Yves-CHEN / DENTIST

DENTIST (Detecting Errors iN analyses of summary staTISTics) is a QC tool for summary-data-based analyses.
GNU Lesser General Public License v3.0
21 stars 6 forks source link

Question about duplicated variants #21

Closed yanyul233 closed 1 year ago

yanyul233 commented 1 year ago

Hi! Thanks for developing DENTIST! I have a question about option --dup-threshold. I was wondering how the duplicated variants are used in the software. I cannot find a description about this in the paper or README so that I want to ask it here. Thanks in advance!

Yves-CHEN commented 1 year ago

thanks very much for your interest. In the paper, we have "To improve computational stability, we do not include variants in near-perfect LD with variant i (e.g., r2 > 0.95) in the variant set to compute".

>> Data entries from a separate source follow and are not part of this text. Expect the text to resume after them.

PR #253, opened 2016-06-12
Prettify css

wilzbach:
- import Robot Slab font via css, s.t. we are sure that the user has it
- use a thinner font weight for `h` elements
- add padding below `h` elements
- no background for `pre` elments
- borders for tables
- use a proper & nice monospace for `pre` elements
- use red links (like dlang.org)
- dlang.org code CSS classes

Comments
- while doing that, I realized that "prettify" doesn't support Dlang. Will fix this in a follow-up
- The CSS definitions are mostly taken from dlang.org
- I would prefer to split it into more CSS files, but then we would need to have a CSS bundling step

before:

image

after:

image

before:

image

after:

image

### DIFF
--- a/public/static/css/tour.css
+++ b/public/static/css/tour.css
@@ -8,13 +8,16 @@
 }
 
 #tour-content h1 {
-	font-weight: normal;
+	font-weight: 300;
+	padding-bottom: 10px;
 }
 #tour-content h2 {
-	font-weight: normal;
+	font-weight: 300;
+	padding-bottom: 5px;
 }
 #tour-content h3 {
-	font-weight: normal;
+	font-weight: 300;
+	padding-bottom: 5px;
 }
 
 #command-box {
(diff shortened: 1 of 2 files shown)


public/static/css/common.css
```diff
@@ -1,3 +1,5 @@
+@import url(https://fonts.googleapis.com/css?family=Roboto+Slab:300,400);
```
stonemaster: Robot Slab is already imported in base.dt? Where is the appropriate place because I am not a web expert.. At least a double import seem redundant.

stonemaster:
Do you have an idea how much is actually left from Bootstrap after the change?

wilzbach:
> Do you have an idea how much is actually left from Bootstrap after the change? Because maybe we could then just get rid of it completely..

That's a great idea - I think it's only the responsive grid system and the buttons.
So we could:

- copy that small bit
- use just fancy flexbox
- use sth. built on flexbox (e.g. http://flexboxgrid.com/)
- use one of those light-weight grid frameworks:
  - http://purecss.io/grids/
  - http://getskeleton.com/
  - http://www.responsivegridsystem.com/
 - http://materializecss.com/grid.html

wilzbach:
> Robot Slab is already imported in base.dt?

Oh sorry (updated) - yep double imports are bad.

> Where is the appropriate place because I am not a web expert.. 

`import` is lazy, where was `link` is not. As the font is hopefully cached after the first request it doesn't matter so much ;-)
There are some [fancy techniques](https://helloanselm.com/2015/using-webfonts-in-2015/) which we could try out in a latter stage.

wilzbach:
> dlang.org code CSS classes

I realized that dlang.org also uses the "elegant" theme and now that we use CodeMirror for the `pre` elements the problem should be fixed :)
... and hence I removed all those from the PR.

public/static/css/tour.css
```diff
@@ -8,13 +8,16 @@
...
 
 #tour-content h1 {
-	font-weight: normal;
+	font-weight: 300;
+	padding-bottom: 10px;
 }
 #tour-content h2 {
-	font-weight: normal;
+	font-weight: 300;
+    padding-bottom: 5px;
```
stonemaster: indent

public/static/css/tour.css
```diff
@@ -8,13 +8,16 @@
...
 }
 #tour-content h3 {
-	font-weight: normal;
+	font-weight: 300;
+    padding-bottom: 5px;
```
stonemaster: indent

wilzbach:
> indent

retabbed the entire file to uses tabs.

wilzbach:
@stonemaster anything blocking this? I would like to add a fancy edit button that links to github and I thought I can give the "new" FontAwesome (#255) setup a try ;-)

stonemaster:
No I'm okay with this. 👍

wilzbach:
Thanks :)

PR #240, opened 2023-02-02
Update active learning pipeline

bfhealy:
This PR updates the active learning pipeline in several ways. The primary update is to add a new method of selecting the AL subset from the multi-field consolidated sample. Since some classifications do not have any examples with probabilities above a certain high-confidence value (e.g. 0.9), this new method instead selects the top N sources for each class. The user can still specify the `probability_threshold` below which classifications are ignored, but the threshold can now be reduced and still yield only the most confident sources for each class. This new functionality can be called by setting the `--select_top_n` keyword in the call to `select_al_sample`.

There is also the option, enabled by setting `--include_all_highprob_labels`, to include all classifications above `probability_threshold` for the sources identified by the top N selection. This can provide a more complete set of classifications without going too far: For example, if a source has a top N `variable` label and also has `periodic` probability = 0.9, `periodic` should not necessarily be left out just because it is not in the top N for its class.

Additionally:
- Since sources can appear in multiple fields, predictions are consolidated one more time (after consolidating each field)
- The generation of the position-based `obj_id` column takes place after this final consolidation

As said above, we first define which SNPs are in perfect LD based on a pre-set threshold (this --dup-threshold ) for LD correlation(r^2). Then, only one of the SNPs is kept for DENTIST QC which provides a imputed z-score for this SNP. This imputed z-score is then assigned to all of the SNPs which are in perfect LD with the one used for QC.

yanyul233 commented 1 year ago

Hi @Yves-CHEN, thanks so much for the explanation. I'll close this issue.